The Nation magazine's John Nichols sums up the liberal left's anger at the prospect of losing the public option.

Obviously, I disagree as a matter of both policy and negotiating strategy. But, the public option isn't the main part of the bill, and it's not the hill that health coverage reform should die on.

"Publius", blogging at Obsidian Wings, advises the left to choose its battles carefully, for fear of losing the entire healthcare reform bill.

My understanding is that the White House's position has always been that it favours a public option, thinks a public option is a good idea, wants to see a public option in a bill, and also wants to sign a health reform bill that passes congress, covers the uninsured, and reduces long-run health cost inflation relative to current baseline projections. I haven't heard anything new from the White House. They never said the president would refuse to sign a bill that doesn't include a public option, and they're not saying now that they don't favour a public option.

The Centre for American Progress's Matthew Yglesias argues that the administration has not actually changed its position.

The question has never been whether the White House supports the public option. It's whether Congress - and, in particular, the Senate - has the votes to pass it.
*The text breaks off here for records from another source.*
PR #1890, opened 2018-10-13
Fix #1883 - Add descending sort to tooltips on match graphs

### LINKED ISSUE #1883: Graph popups are not sorted by value in descending order
**Current Behavior**
In the Graphs page of a match, mousing over any of the networth/xp/last-hits graphs produces a tooltip showing each player's value at that time in the game. These entries are ordered by the default player order (blue->teal->purple->...->brown)

**Expected behavior/code**
The entries should be ordered in descending order. ie. if the yellow player has the highest networth at 15 mins, mousing over the 15 min mark on the graph should create a tooltip where he is at the top.

This is how the graphs used to work but seems to be bugged for some time now. It would also mirror the functionality of the in-game graphs.

**Console Output**
none

**Environment**
- Browser Version: Chrome Version 70.0.3538.54 (Official Build) beta (64-bit)
- OS: Windows 7 Ultimate 64-bit

**Additional context/Screenshots**

In the following pic: TA (olive) is No.1 networth at 20 mins, so it should be at the top; Grimstroke (purple) should be at the bottom. The entries are instead sorted by player slot, from blue to brown
image

Also: I am trying to start contributing to open-source, and would like to tackle this issue myself!

jagmeetb:
This pull request fixes #1883: Graph popups are not sorted by value in descending order

The tooltip when hovering over graphs will now sort correctly.

### DIFF
--- a/src/components/Visualizations/Graph/MatchGraph.jsx
+++ b/src/components/Visualizations/Graph/MatchGraph.jsx
@@ -40,7 +40,7 @@ const CustomizedTooltip = ({ label, payload }) => (
     (
       <div value={data.value} className={`data ${i < 5 && 'isRadiant'}`} style={{ borderLeft: `8px solid ${data.color}` }}>
         {data.dataKey}: {data.value}
-      </div>)).sort((a, b) => a.props.value < b.props.value)
+      </div>)).sort((a, b) => b.props.value - a.props.value)
     }
   </StyledCustomizedTooltip>
 );


howardchung:
For some reason I can't see the original issue, e.g. https://www.opendota.com/matches/4156391118/graphs appears to have sorted tooltips. Do you have a match where this occurs?

jagmeetb:
This is happening on all matches for me, including the one you linked. 

I tested it some more now and was able to recreate it on Chrome (on Win7 and Android) but not on Firefox.

PR #1892, opened 2018-10-14
ward killer

evaldobratti:
show ward killer (if there were one)

in combinantion with odota/parser#24

### DIFF
--- a/src/actions/transformMatch.js
+++ b/src/actions/transformMatch.js
@@ -227,6 +227,8 @@ function transformMatch(m) {
       });
       newPlayer.abilities = arr;
     }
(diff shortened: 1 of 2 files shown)


src/actions/transformMatch.js
```diff
@@ -227,6 +227,8 @@ function transformMatch(m) {
       });
       newPlayer.abilities = arr;
     }
+    newPlayer.hero_name = heroes[player.hero_id].name;
```
howardchung: make sure heroes[player.hero_id] exists, otherwise this will fail
```suggestion
    newPlayer.hero_name = heroes[player.hero_id] && heroes[player.hero_id].name;
```

PR #1900, opened 2018-10-18
 Added Timeout if strings are empty on page load

karthicrajakumar:
- Added Timeout to wait until the strings objects are present. 
- Checks if strings object is empty and rerenders the component.


howardchung:
I think the correct fix to use mapStateToProps to put the strings into the component as a prop so it automatically reloads when strings changes

karthicrajakumar:
Removed the timeout and changed the ExplorerField. The componentWillUpdate was blocking the new searchString to be set.

src/components/Explorer/ExplorerFormField.jsx
```diff
@@ -35,6 +35,19 @@ class ExplorerFormField extends React.Component {
           searchText,
         });
       }
+    } else if (this.autocomplete && this.autocomplete.state.searchText) {
```
howardchung: isn't this the same code as the other block?

karthicrajakumar: No , the previous block is called when the search text is not set. But here the search text is set when we pass from the url directly.

howardchung: yes, but if the inner code is the same, can't you just change the boolean condition to execute the same block instead of duplicating the code?

karthicrajakumar: Yes it is the same . I'll update it.

src/components/Explorer/ExplorerFormField.jsx
```diff
@@ -22,7 +22,7 @@ class ExplorerFormField extends React.Component {
   }
 
   componentDidUpdate(newProps) {
-    if (this.autocomplete && !this.autocomplete.state.searchText) {
+    if (this.autocomplete) {
```
howardchung: probably want to check for this.autocomplete.state as well

PR #1902, opened 2018-10-19
Chatwheel update

mdiller:
Added support for the new chatwheel messages


howardchung:
You can also remove the old audio files

howardchung:
We might want to consider loading the chatwheel data on-demand using webpack dynamic import, it adds 31KB to the bundle.

mdiller:
could we make all of dotaconstants load its localized strings data via dynamic webpack import? maybe then we could add support for other languages.

PR #1911, opened 2018-10-25
activity page

Argn0:
https://deploy-preview-1911--opendota-stage.netlify.com/players/123485937/activity

The expanded table will be cut off because I adjusted the height to work with the overhauled table in the other PR where the table rows are 3px shorter due to removed borders.

It will work fine when both changes are merged.


howardchung:
LGTM. This looks great!

PR #1915, opened 2018-11-01
recent matches filter

Argn0:
fixes https://github.com/odota/web/issues/1914

https://deploy-preview-1915--opendota-stage.netlify.com/players/117421467?hero_id=102

I believe this is the most user friendly and intuitive solution.


howardchung:
should probably hide the last 20 matches summary when filter is applied

Argn0:
> should probably hide the last 20 matches summary when filter is applied

ah yes I think that happens when you go through some URL where there was a filter already applied so the redux store for recent matches is empty.

Let me see how I can fix this.

Argn0:
OK, I tried to address the issue in the last commit.

Issue #326, opened 2022-10-21
Documentation - path is wrong for insert-user when installed from .deb


KyleMaas:
When go-ssb-room is installed from the .deb file, the sample command for insert-user should be:

```
sudo ./insert-user -repo "/var/lib/go-ssb-room" "@Bp5Z5TQKv6E/Y+QZn/3LiDWMPi63EP8MHsXZ4tiIb2w=.ed25519"
```

decentral1se:
Yeh it'd be great to show the differences in a dedicated section for the .deb install alongside https://github.com/ssbc/go-ssb-room/blob/master/docs/deployment.md#docker--docker-compose :+1:

KyleMaas:
Fixed with #331

PR #331, opened 2022-10-21
Couple of documentation changes for Debian package

### LINKED ISSUE #324: Documentation - manually generate dhparams
Following through the installation docs (which are quite good, I might add) on an Ubuntu 22.04.1 server, there's one issue I ran into that I think might be worth mentioning.  certbot did not generate a dhparams file.  Maybe add an example command for generating that?  Something like:

```openssl dhparam -out /etc/letsencrypt/ssl-dhparams.pem 2048```

KyleMaas:
Adds some clarifications for how to get started with go-ssb-room when installed from the Debian package.

Fixes #324 and #326

### DIFF
--- a/docs/deployment.md
+++ b/docs/deployment.md
@@ -113,6 +113,13 @@ When the process is complete with `certbot`, pay attention to where the certific
 in the filesystem. If it's at `/etc/letsencrypt/live/hermies.club`, it's correct, otherwise you may
 need to rename it e.g. `hermies.club-0001` to `hermies.club`. 
 
+The example nginx configuration uses prebuilt Diffie-Hellman parameters.  You can generate these
+with the following command:
+
+```
+openssl dhparam -out /etc/letsencrypt/ssl-dhparams.pem 2048
+```
+
 Then restart your server, e.g. `systemctl restart nginx`.
 
 If you see such errors as the following when setting up your deployment:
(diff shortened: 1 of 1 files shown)


decentral1se (approved):

macornwell:
I am finding that this insert-user command does not exist on a debian install. The file is nowhere to be found. (this is blocking me from getting this server up).

KyleMaas:
Yeah, you have to follow the instructions under "First Admin user".  I added some supplementary directions in this change to make it more obvious how to follow those directions:

https://github.com/ssbc/go-ssb-room/pull/331/commits/c9adfee96fbd314b4c37c9062e0228a699c61ce6

macornwell:
So you're saying I need to pull down the source code to build the utility? Gotcha. This should be made clearer. Normally if a person isn't building from source they aren't going to have the source code. (The advantage of a deb). Would certaintly be better if this utility was baked in via the deb.... (another time).

The other problem is that this cannot currently be built. (I know this isn't your problem). Just an FYI.

`build github.com/ssb-ngi-pointer/go-ssb-room/v2/cmd/insert-user: cannot load embed: malformed module path "embed": missing dot in first path element`

KyleMaas:
It built for me.  But I agree - it should be included in the Debian package.  I ran into the same problem here:

https://github.com/ssbc/go-ssb-room/issues/327

Which ended up being a duplicate of:

https://github.com/ssbc/go-ssb-room/issues/241

This pull request is just about trying to help folks avoid some of the pitfalls I hit when I tried to install it.

KyleMaas:
Thanks!

PR #333, opened 2022-10-25
Setup vue frontend

chereseeriepa:
- sets the router to point to an index.html
- added files from `rooms-frontend`'s production build into web/assets folder
- updated some of the `CSP` config to allow the external graphql API and blobs


decentral1se:
:thinking:

PR #351, opened 2022-11-08
Add a way to list notices as JSON

boreq:
Previously notices could only be displayed as HTML. This commit makes it possible to request a list of notices as JSON. This can be used to programmatically display a description of a room server in SSB clients.

The behaviour is governed by a query parameter. To list notices as JSON set a query parameter "encoding" to "JSON" when listing notices (for example https://example.com/notice/list?encoding=json). This parameter was chosen instead of using the "Accept" header as similar behaviour is already exhibited by other endpoints (namely the invite mechanism).

### DIFF
--- a/web/handlers/http.go
+++ b/web/handlers/http.go
@@ -329,12 +329,13 @@ func New(
 
 	// notices (the mini-CMS)
 	var nh = noticeHandler{
+		render:  r,
 		flashes: flashHelper,
 
 		notices: dbs.Notices,
 		pinned:  dbs.PinnedNotices,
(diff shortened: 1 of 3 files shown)


decentral1se (approved):
LGTM! Now that I look at this code, it's a bit strange to see no `return` statements connected with the top-level functions doing rendering but that's just how it's done :upside_down_face:  Do appreciate that your approach follows the existing approach of other end-points, nice one. Will merge this tomorrow unless somebody else does / objections appear. Thanks!

PR #368, opened 2022-12-13
Add a JSON endpoint for generating invites

boreq:
When running in open mode invites can be freely generated by accessing /create-invite. This displays an HTML page which creates and displays an invite to the user.

This commit adds an additional way of creating invites in open mode. A POST request can be sent to the same /create-invite endpoint with the Accept header set to application/json. This returns a JSON response which contains an invite url.

The purpose of this change is to make automatic invite generation easier in SSB clients.


decentral1se (approved):
LGTM! Will merge tomorrow if nobody else has concerns, thanks!

staltz (approved):

PR #387, opened 2023-06-25
change mattn/go-sqlite3 to modernc.org/sqlite

### LINKED ISSUE #79: github.com/mattn/go-sqlite3 requires CGo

Sebelius's statement this week does not change the administration's position. But it is being widely reported because it comes in context of the sagging popularity of health-care reform, and the changing conventional wisdom on the legislative politics. Namely, many think it increasingly likely that the White House will have to compromise on the public option because it will not be able to find sufficient votes in the Senate and is growing more desperate for a deal. That may or may not be true, but that's the actual story here.

The Washington Post's Ezra Klein agrees that this is nothing new, and explains why it is being reported as something new.

The White House - and Democrats - messed this up. Maybe it was inevitable. Somehow... the idea of the public plan became the sine qua non of meaningful reform for a very vocal portion of the Democratic intellectual elite. House Democrats embraced the idea. If you equate health care reform with a public option, then, well, health care reform is dead to you. There are a lot of angry liberals tonight. They are within their rights to feel aggrieved.

The Atlantic's Marc Ambinder thinks the administration has played its hand badly.

The Obama administration is signaling that the "public option" may not be needed in the healthcare plan. They are retreating to "co-ops". Friends, a cooperative healthcare device is the public option just with a better poll tested name... Do not believe that the public option is going away. Do not believe that the Democrats are going to give up on universal healthcare. They are not. They are going to change the language and keep the same goal and plan. It may take them longer, but they will continue pushing forward.

Conservative blogger Erick Erickson, of Red State, starts mobilising against the Democrats' proposed alternative to the public option.